_Material for this exercise_
◆ ◆ ◆ ◆

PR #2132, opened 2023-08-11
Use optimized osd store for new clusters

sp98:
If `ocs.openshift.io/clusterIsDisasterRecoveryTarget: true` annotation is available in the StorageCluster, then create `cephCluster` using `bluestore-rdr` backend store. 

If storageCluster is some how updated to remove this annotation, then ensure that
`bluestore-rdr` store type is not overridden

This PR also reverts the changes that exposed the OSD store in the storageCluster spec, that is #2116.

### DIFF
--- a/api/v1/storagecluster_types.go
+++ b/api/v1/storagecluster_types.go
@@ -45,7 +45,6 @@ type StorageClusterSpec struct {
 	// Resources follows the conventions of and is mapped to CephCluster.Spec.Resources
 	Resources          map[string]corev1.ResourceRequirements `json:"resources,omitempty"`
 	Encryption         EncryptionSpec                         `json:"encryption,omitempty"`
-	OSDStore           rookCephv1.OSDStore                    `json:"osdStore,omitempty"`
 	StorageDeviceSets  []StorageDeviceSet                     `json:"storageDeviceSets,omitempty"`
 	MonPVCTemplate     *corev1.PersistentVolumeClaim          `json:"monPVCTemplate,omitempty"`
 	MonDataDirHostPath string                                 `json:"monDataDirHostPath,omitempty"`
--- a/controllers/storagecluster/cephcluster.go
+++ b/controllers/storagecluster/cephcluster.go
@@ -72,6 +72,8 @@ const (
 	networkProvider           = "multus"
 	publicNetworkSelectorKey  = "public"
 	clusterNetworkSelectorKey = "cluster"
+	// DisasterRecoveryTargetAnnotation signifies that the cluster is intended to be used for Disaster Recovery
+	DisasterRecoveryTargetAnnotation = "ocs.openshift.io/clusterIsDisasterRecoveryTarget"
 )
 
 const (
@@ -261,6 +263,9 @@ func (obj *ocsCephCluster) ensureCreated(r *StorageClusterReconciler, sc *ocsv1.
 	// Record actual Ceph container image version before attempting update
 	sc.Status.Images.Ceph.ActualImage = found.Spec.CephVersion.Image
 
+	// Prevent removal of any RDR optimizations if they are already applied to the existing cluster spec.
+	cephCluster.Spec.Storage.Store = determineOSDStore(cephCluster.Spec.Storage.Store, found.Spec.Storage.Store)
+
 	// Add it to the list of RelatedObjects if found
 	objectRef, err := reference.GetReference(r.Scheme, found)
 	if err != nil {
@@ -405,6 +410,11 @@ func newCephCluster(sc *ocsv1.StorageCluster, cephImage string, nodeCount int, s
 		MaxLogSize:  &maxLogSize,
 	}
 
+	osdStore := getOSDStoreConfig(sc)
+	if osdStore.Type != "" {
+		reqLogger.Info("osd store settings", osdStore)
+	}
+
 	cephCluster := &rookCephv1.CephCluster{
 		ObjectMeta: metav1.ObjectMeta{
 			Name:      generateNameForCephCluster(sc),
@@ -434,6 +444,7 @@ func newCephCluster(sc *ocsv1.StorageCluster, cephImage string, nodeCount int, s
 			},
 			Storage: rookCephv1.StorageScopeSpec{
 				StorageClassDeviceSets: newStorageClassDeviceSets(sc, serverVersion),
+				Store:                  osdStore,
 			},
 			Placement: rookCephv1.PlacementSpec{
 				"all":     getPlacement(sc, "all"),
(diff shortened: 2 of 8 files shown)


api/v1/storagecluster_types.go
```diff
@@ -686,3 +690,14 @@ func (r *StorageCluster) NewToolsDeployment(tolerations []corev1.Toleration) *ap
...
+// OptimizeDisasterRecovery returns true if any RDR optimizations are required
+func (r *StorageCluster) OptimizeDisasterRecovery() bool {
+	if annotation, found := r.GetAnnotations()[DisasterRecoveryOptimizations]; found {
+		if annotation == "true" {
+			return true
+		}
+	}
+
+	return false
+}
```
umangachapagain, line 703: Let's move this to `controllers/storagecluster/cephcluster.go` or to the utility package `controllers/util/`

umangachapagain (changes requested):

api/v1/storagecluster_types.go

◆ ◆ ◆ ◆

_Work to be completed_
Your answer must be every record above, repeated exactly.

_Response to this task_
PR #2132, opened 2023-08-11
Use optimized osd store for new clusters

sp98:
If `ocs.openshift.io/clusterIsDisasterRecoveryTarget: true` annotation is available in the StorageCluster, then create `cephCluster` using `bluestore-rdr` backend store. 

If storageCluster is some how updated to remove this annotation, then ensure that
`bluestore-rdr` store type is not overridden

This PR also reverts the changes that exposed the OSD store in the storageCluster spec, that is #2116.

### DIFF
--- a/api/v1/storagecluster_types.go
+++ b/api/v1/storagecluster_types.go
@@ -45,7 +45,6 @@ type StorageClusterSpec struct {
 	// Resources follows the conventions of and is mapped to CephCluster.Spec.Resources
 	Resources          map[string]corev1.ResourceRequirements `json:"resources,omitempty"`
 	Encryption         EncryptionSpec                         `json:"encryption,omitempty"`
-	OSDStore           rookCephv1.OSDStore                    `json:"osdStore,omitempty"`
 	StorageDeviceSets  []StorageDeviceSet                     `json:"storageDeviceSets,omitempty"`
 	MonPVCTemplate     *corev1.PersistentVolumeClaim          `json:"monPVCTemplate,omitempty"`
 	MonDataDirHostPath string                                 `json:"monDataDirHostPath,omitempty"`
--- a/controllers/storagecluster/cephcluster.go
+++ b/controllers/storagecluster/cephcluster.go
@@ -72,6 +72,8 @@ const (
 	networkProvider           = "multus"
 	publicNetworkSelectorKey  = "public"
 	clusterNetworkSelectorKey = "cluster"
+	// DisasterRecoveryTargetAnnotation signifies that the cluster is intended to be used for Disaster Recovery
+	DisasterRecoveryTargetAnnotation = "ocs.openshift.io/clusterIsDisasterRecoveryTarget"
 )
 
 const (
@@ -261,6 +263,9 @@ func (obj *ocsCephCluster) ensureCreated(r *StorageClusterReconciler, sc *ocsv1.
 	// Record actual Ceph container image version before attempting update
 	sc.Status.Images.Ceph.ActualImage = found.Spec.CephVersion.Image
 
+	// Prevent removal of any RDR optimizations if they are already applied to the existing cluster spec.
+	cephCluster.Spec.Storage.Store = determineOSDStore(cephCluster.Spec.Storage.Store, found.Spec.Storage.Store)
+
 	// Add it to the list of RelatedObjects if found
 	objectRef, err := reference.GetReference(r.Scheme, found)
 	if err != nil {
@@ -405,6 +410,11 @@ func newCephCluster(sc *ocsv1.StorageCluster, cephImage string, nodeCount int, s
 		MaxLogSize:  &maxLogSize,
 	}
 
+	osdStore := getOSDStoreConfig(sc)
+	if osdStore.Type != "" {
+		reqLogger.Info("osd store settings", osdStore)
+	}
+
 	cephCluster := &rookCephv1.CephCluster{
 		ObjectMeta: metav1.ObjectMeta{
 			Name:      generateNameForCephCluster(sc),
@@ -434,6 +444,7 @@ func newCephCluster(sc *ocsv1.StorageCluster, cephImage string, nodeCount int, s
 			},
 			Storage: rookCephv1.StorageScopeSpec{
 				StorageClassDeviceSets: newStorageClassDeviceSets(sc, serverVersion),
+				Store:                  osdStore,
 			},
 			Placement: rookCephv1.PlacementSpec{
 				"all":     getPlacement(sc, "all"),
(diff shortened: 2 of 8 files shown)


api/v1/storagecluster_types.go
```diff
@@ -686,3 +690,14 @@ func (r *StorageCluster) NewToolsDeployment(tolerations []corev1.Toleration) *ap
...
+// OptimizeDisasterRecovery returns true if any RDR optimizations are required
+func (r *StorageCluster) OptimizeDisasterRecovery() bool {
+	if annotation, found := r.GetAnnotations()[DisasterRecoveryOptimizations]; found {
+		if annotation == "true" {
+			return true
+		}
+	}
+
+	return false
+}
```
umangachapagain, line 703: Let's move this to `controllers/storagecluster/cephcluster.go` or to the utility package `controllers/util/`

umangachapagain (changes requested):

api/v1/storagecluster_types.go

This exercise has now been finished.